In the context of a movie, "stilted" relates to the performance, while "contrived" relates to the story.

The way he said that long speech was stilted and unnatural.

The plot twist where they suddenly found the missing MacGuffin was too contrived to be plausible.

Again, when talking about a performance, both of these violate the audience's suspension of disbelief:

suspension of disbelief: a willingness to suspend one's critical faculties and believe something surreal; sacrifice of realism and logic for the sake of enjoyment

With a stilted performance, the audience recognizes that what they are watching is an actor playing a part, and not the actual character embroiled in some dramatic moment.

Example of a stilted performance vs. a genuine performance, from "Wayne's World 2" (1993)

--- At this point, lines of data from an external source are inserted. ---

PR #405, opened 2022-12-14
Update to gt4py v1.0

jdahm:
## Purpose

Updates to the latest gt4py that includes the code reorganization, so this updates those import paths.


constraints.txt
```diff
@@ -38,7 +38,7 @@ babel==2.9.1
     # via sphinx
 backcall==0.2.0
     # via ipython
-backports.entry-points-selectable==1.1.1
+backports-entry-points-selectable==1.1.1
```
jdahm, line 41:
```suggestion
backports.entry-points-selectable==1.1.1
```

PR #418, opened 2022-12-22
Fix notebook image and update for no storage

jdahm:
## Purpose

- Adds a non-editable install of the pace modules in the Docker build.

Meanwhile a contrived story is one in which what happens is so artificial, or unexpected, as to force the audience to recognize they are watching a work of fiction, and not a witness to a real-world drama. A classic example of this is the Deus ex Machina:

Deus Ex Machina: when "some new event, character, ability, or object solves a seemingly unsolvable problem in a sudden, unexpected way."

There are many variations, such as when the sidekick (who everyone thought dead) shows up to kill the bad guy just before he's about to kill the hero. While this can be well done, often the sidekick's rescue is through some contrived plot device: a previously unseen rope, previously undisclosed armor, etc.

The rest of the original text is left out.